O QUE É E COMO TEVE ORIGEM?

O exercício espiritual da Via Sacra consiste em que os fiéis percorram mentalmente a caminhada de Jesus a carregar a Cruz desde o pretório de Pilatos até o monte Calvário, meditando simultaneamente a Paixão do Senhor. Tal exercício, muito usual no tempo da Quaresma, teve origem na época das Cruzadas (séculos XI/XIII): os fiéis que então percorriam na Terra Santa os lugares sagrados da Paixão de Cristo quiseram reproduzir no Ocidente a peregrinação feita ao longo da Via Dolorosa em Jerusalém.
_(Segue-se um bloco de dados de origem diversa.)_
PR #1073, opened 2024-09-18
remove separate u/v mask used for prints

### LINKED ISSUE #1068: get rid of the separate "mask" atlas metadata being used by soca
I previously added a separate mask to u/v so that the answers would not change during one of the large C++/Fortran refactoring PRs. However, because of this there are two masks for the u/v fields, and the `mask` metadata is used explicitly for soca specific code.
Remove this by having u/v fields use either the normal cell center mask, or the u/v specific mask. (right now interp uses the cell center mask, and RMS calculation uses the u/v specific mask)

per conversation with @fmahebert 
> for the u/v fields there is today a interp_source_point_mask metadata pointing to (effectively) the array mask_h, and a mask metadata pointing to the array mask_u/v. If we want to consolidate the generic code to use just mask for the metadata, we need to do one of two things: (a) rename soca's mask metadata to something new (so the metadata name is made available for the generic code) and preserve today's functionality, or (b) change soca's behavior so there is just one mask in use for u/v, which if I understand your prior comment may depend on destaggering the u/v fields.

Ultimately, the correct thing to do is to make sure the U/V fields are destaggered, but until that day, I need to pick a single mask to use for all generic operations.

see discussion as to why this is needed, here https://github.com/JCSDA-internal/soca/pull/1056

travissluka:
## Description

- closes https://github.com/JCSDA-internal/soca/issues/1068

In order to keep answers from changing when I did a massive C++ refactoring of fields, I added a hack where the U/V fields had a second mask (the true u/v mask) added to the atlas metadata (this was in addition to the interpolation mask, which was the T mask). So that @fmahebert can make progress with regard to having a single "mask" metadata that the generic algorithms can use, I have removed this second mask.

This only impacts the print statements for U/V fields, not any real results.

This is, again, a bit of a hack, U/V fields should not be using the cell center mask, but this will all get sorted out when u/v de-staggering is re-implemented in the variable changes.

Due to these changes, the convert state application should not be used to do a resolution change with uocn and vocn (or you could still use it, and make sure your results don't have missing values in them, the problem at this point is illegal floating point operations where the u/v and t masks don't line up... fix that some other day)

## Testing

The reference values for u and v prints for all tests had to be updated

run-ci-on-draft=true
jedi-ci-test-select=clang


kbhargava (approved):
Looks good to me.

src/soca/Fields/Fields.cc
```diff
@@ -142,9 +147,9 @@ void Fields::print(std::ostream & os) const {
     const auto & vGhost = atlas::array::make_view<int, 1>(field.functionspace().ghost());
     const auto & view = atlas::array::make_view<double, 2>(field);
     std::unique_ptr<atlas::array::ArrayView<double, 2> > mask;
-    if (field.metadata().getBool("masked")) {
+    if (field.metadata().has(MASK_METADATA)) {
```
fmahebert, line 150: There is similar logic at line ~108 above, in the `norm` method. Did you want to make the same change there? Or is there a reason I'm missing to treat `norm` differently from `print`...

travissluka: thanks, you're right, nice catch! My `grep` skills have seemingly diminished lately.

fmahebert (approved):
Not a soca expert review, but this matches what I would expect.

PR #1075, opened 2024-09-19
template the category variables

travissluka:
A more elegant way to specify the per-category variables.
See `test/Data/fields_metadata_moreice.yml`


guillaumevernieres (approved):
Thanks @travissluka

PR #1078, opened 2024-09-30
Rename Field mask metadatum

svahl991:
## Description

Changes Field metadatum key due to https://github.com/JCSDA-internal/oops/pull/2759

## Dependencies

O número de estações ou etapas dessa caminhada foi sendo definido paulatinamente, chegando à forma atual, de quatorze estações, no século XVI.
O Papa João Paulo II introduziu, em Roma, a mudança de certas cenas desse percurso não relatadas nos Evangelhos por outros quadros narrados pelos Evangelistas. A nova configuração ainda não se tornou geral. O exercício da Via Sacra tem sido muito recomendado pelos Sumos Pontífices, pois ocasiona frutuosa meditação da Paixão do Senhor Jesus. Compreende quatorze estações ou etapas, cada uma das quais apresenta uma cena da Paixão a ser meditada pelo discípulo de Cristo.
A Via Sacra é um exercício espiritual onde quem reza faz uma mini-peregrinação na Vida de Jesus Cristo contemplando os Mistérios de nossa Salvação, exercício este muito proveitoso para alma, costuma-se rezar nas sextas-feiras durante a quaresma.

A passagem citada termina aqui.